• **Task requirements**
Each line of the data must be copied exactly.
◆ ◆ ◆ ◆ ◆ ◆ ◆
PR #112, opened 2021-02-25
Manage userenvs within rickshaw

atheurer:
-workshop would not track userenvs, only use them
-any project using workshop should manage its own userenvs
-included in this commit is a modular approach to build userenvs
 -use build.sh to regenerate userenv jsons

### DIFF
--- a/rickshaw-run
+++ b/rickshaw-run
@@ -353,7 +353,7 @@ sub build_container_image {
         my $workshop_cmd = $run{'workshop-dir'} . "/workshop.pl" .
             # " --skip-update=true " .
             " --config " . $cs_conf_file .
-            " --userenv " . $run{'workshop-dir'} . "/userenvs/" . $userenv . ".json" .
+            " --userenv " . $rickshaw_project_dir . "/userenvs/" . $userenv . ".json" .
             " --requirements " . $run{'bench-dir'} . "/workshop.json" .
             " --requirements " . $cs_req_file .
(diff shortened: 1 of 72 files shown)


userenvs/build.sh
```diff
@@ -0,0 +1,36 @@
...
+
+userenv="$1"
+if [ ! -d "$userenv" ]; then
+    echo "Directory $userenv not found"
+    exit 1
+fi
+
+
+pushd "$userenv"
+echo "{" >../staging.json
```
k-rister, line 16: I'm just curious, does `jq` allow you to manipulate/create JSON docs easier than manually doing all these `echo` commands?

rickshaw-run
```diff
@@ -353,7 +353,7 @@ sub build_container_image {
         my $workshop_cmd = $run{'workshop-dir'} . "/workshop.pl" .
             # " --skip-update=true " .
             " --config " . $cs_conf_file .
-            " --userenv " . $run{'workshop-dir'} . "/userenvs/" . $userenv . ".json" .
+            " --userenv " . $rickshaw_project_dir . "/userenvs/" . $userenv . ".json" .
```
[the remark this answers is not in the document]
atheurer: yes or config/workshop/userenvs

userenvs/build.sh
atheurer: I think it is strictly query, but there may be a program for that.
◆ ◆ ◆ ◆ ◆ ◆ ◆
• **Answer to the problem**
PR #112, opened 2021-02-25
Manage userenvs within rickshaw

atheurer:
-workshop would not track userenvs, only use them
-any project using workshop should manage its own userenvs
-included in this commit is a modular approach to build userenvs
 -use build.sh to regenerate userenv jsons

### DIFF
--- a/rickshaw-run
+++ b/rickshaw-run
@@ -353,7 +353,7 @@ sub build_container_image {
         my $workshop_cmd = $run{'workshop-dir'} . "/workshop.pl" .
             # " --skip-update=true " .
             " --config " . $cs_conf_file .
-            " --userenv " . $run{'workshop-dir'} . "/userenvs/" . $userenv . ".json" .
+            " --userenv " . $rickshaw_project_dir . "/userenvs/" . $userenv . ".json" .
             " --requirements " . $run{'bench-dir'} . "/workshop.json" .
             " --requirements " . $cs_req_file .
(diff shortened: 1 of 72 files shown)


userenvs/build.sh
```diff
@@ -0,0 +1,36 @@
...
+
+userenv="$1"
+if [ ! -d "$userenv" ]; then
+    echo "Directory $userenv not found"
+    exit 1
+fi
+
+
+pushd "$userenv"
+echo "{" >../staging.json
```
k-rister, line 16: I'm just curious, does `jq` allow you to manipulate/create JSON docs easier than manually doing all these `echo` commands?

rickshaw-run
```diff
@@ -353,7 +353,7 @@ sub build_container_image {
         my $workshop_cmd = $run{'workshop-dir'} . "/workshop.pl" .
             # " --skip-update=true " .
             " --config " . $cs_conf_file .
-            " --userenv " . $run{'workshop-dir'} . "/userenvs/" . $userenv . ".json" .
+            " --userenv " . $rickshaw_project_dir . "/userenvs/" . $userenv . ".json" .
```
[the remark this answers is not in the document]
atheurer: yes or config/workshop/userenvs

userenvs/build.sh
atheurer: I think it is strictly query, but there may be a program for that.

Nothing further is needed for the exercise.